M. Pierre-André Wiltzer a accédé à la demande de M. Jean Arthuis, président, tendant à remettre à la commission des finances du Sénat un état actualisé des dettes dues à la France par chaque Etat débiteur, ainsi que de leurs perspectives de recouvrement. Il a ensuite indiqué que le ministère des affaires étrangères comportait 8.880 agents et contractuels aux niveaux central et déconcentré, chiffre qui comprend les 1.195 agents des services de coopération et d'action culturelle et des établissements à autonomie financière.
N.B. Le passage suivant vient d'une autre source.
PR #89, opened 2020-06-04
Use 24x24 TabBar icon size when label is shown

jonathanwangg:
### Platforms Impacted
- [X] iOS
- [ ] macOS

### Description of changes
`TabBarItemView.swift`

TabBar icon size will use 24x24 (portrait image size) when a label is present, otherwise it will use 28x28 (landscape image size). I reused the `landscapeImageSize` variable because it was the correct size that was required, but an alternative solution would be to create a new variable specifically for when a label is added (e.g. `portraitImageSizeWithLabel`)

### Verification
The change was manually verified in the Xcode simulator using an iPhone 11. The change in icon size was verified visually in both portrait and landscape orientations. 

| image | after_portrait |

### Pull request checklist

This PR has considered:

###### Microsoft Reviewers: [Open in CodeFlow](http://wpcp.azurewebsites.net/CodeFlowProtocolProxy2.php?pullrequest=https://github.com/microsoft/fluentui-apple/pull/89)

### DIFF
--- a/ios/FluentUI.Demo/FluentUI.Demo/Demos/TabBarViewDemoController.swift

Il a en outre précisé que la présentation d'un budget conforme aux dispositions de la loi organique relative aux lois de finances était conditionnée par les décisions que devrait rendre prochainement le ministère des finances. Il a également rappelé que l'AFD était soumise à une double tutelle du ministère des affaires étrangères et du ministère des finances, et que la garantie accordée par l'Etat dans la loi de finances pour 2003 était destinée à un prêt accordé au Liban, pour lequel l'AFD était le seul opérateur compétent, dès lors que l'Etat tendait à ne plus accorder directement de tels emprunts. Il a souligné que l'action de la Banque mondiale constituait un garde-fou contre les tentations bilatérales « clientélistes », mais qu'en dépit d'une attitude aujourd'hui plus pragmatique, cette institution imposait encore des contraintes parfois trop lourdes. Il s'est enfin félicité de ce que la Banque mondiale ait manifesté un réel intérêt pour l'initiative commerciale en faveur de l'Afrique, récemment présentée par le Président de la République.

Affaires sociales - Réforme des retraites - Demande de renvoi pour avis

Puis la commission a décidé de se saisir pour avis, sous réserve de son adoption par l'Assemblée nationale et de sa transmission, du projet de loi n° 885 (AN - XIIe législature) portant réforme des retraites.

Outre-mer - Loi de programme pour l'outre-mer - Désignation de candidats pour faire partie de l'éventuelle commission mixte paritaire

Enfin, la commission a procédé à la désignation des candidats pour faire partie de l'éventuelle commission mixte paritaire chargée de proposer un texte sur les dispositions restant en discussion du projet de loi de programme pour l'outre-mer :

Candidats titulaires : MM. Jean Arthuis, Roland du Luart, Jean-Jacques Hyest, Mme Valérie Létard, MM. Victor Reux, Claude Lise, Thierry Foucaud.

Candidats suppléants : MM. Yves Fréville, Yann Gaillard, François Marc, Marc Massion, Aymeri de Montesquiou, Jacques Oudin, Daniel Soulage.